Minimap2 - Dreycey/Bioinformatics-Tools GitHub Wiki

minimap2

Installation

Use one of the following options:

1. Installing from source

2. Installing from precompiled binaries:

Basic commands

Note: A large portion of these commands are taken directly from the excellent documentation on the minimap2 github page.

Minimap2 works well with both FASTA and FASTQ files. These files can be gzipped and used Please use these file formats for the input genomes.

  1. Without any options, minimap2 takes a reference database and a query sequence file as input and produce approximate mapping, without base-level alignment (i.e. no CIGAR), in the PAF format:
  • minimap2 <reference_genome>.fa <query_genome>.fq > approx-mapping.paf
  1. To generate the CIGAR, use the -c flag:
  • minimap2 -c <reference_genome>.fa <query_genome>.fq > alignment_file.paf
  1. To output the alignment files in SAM format, use the -a flag:
  • minimap2 -a <reference_genome>.fa <query_genome>.fq > alignment_file.sam
  1. Optionally, you could build indexes to reduce time by using the -d flag before running any of the above commands:
  • minimap2 -d <reference_minimizer_index>.mmi <reference_genome>.fa

The above command will generate a minimizer index (.mmi files), which can be used in place of the reference genome in the other commands for faster execution:

  • minimap2 -a <reference_minimizer_index>.mmi <query_genome>.fq > alignment_file.sam

NOTE: Once you build the index, indexing parameters such as -k, -w, -H and -I can't be changed during mapping. If you are running minimap2 for different data types, you will probably need to keep multiple indexes generated with different parameters. This makes minimap2 different from BWA which always uses the same index regardless of query data types.

Example

In this example, we will produce an approximate mapping between the ecoli genome and its nanopore reads.
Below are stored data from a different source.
PR #2103, opened 2018-01-09
Fix test failures on HANA

breglerj:
- HANA doesn't support non-numeric identity columns used in
  IdentityJoinedSubclassBatchingTest


breglerj:
Fixed by commit 829b33822f259d553e87b13bb34278e01790590c

PR #2104, opened 2018-01-09
HHH-12203: NUMERIC column type is not handled correctly on HANA

breglerj:
https://hibernate.atlassian.net/browse/HHH-12203


vladmihalcea:
Applied upstream, thanks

  1. Download the E. Coli genome FASTA file from here: https://www.ncbi.nlm.nih.gov/nuccore/U00096

--update: Dreycey (05/12/2019)

wget ftp://ftp.ncbi.nlm.nih.gov/genomes/all/GCF/000/005/845/GCF_000005845.2_ASM584v2/GCF_000005845.2_ASM584v2_genomic.fna.gz
gzip -d GCF_000005845.2_ASM584v2_genomic.fna.gz
  1. Download the E. Coli Nanopore reads from this website: https://www.ebi.ac.uk/ena/data/view/ERX708228.

    Alternatively, they could be downloaded using the following command:

  2. Run the following command to produce the required approximate mapping:

    • minimap2 GCF_000005845.2_ASM584v2_genomic.fa Nanopore_ecoli.fa > approximate_mapping_ecoli.paf

    The produced mapping will be in the approximate_mapping_ecoli.paf file.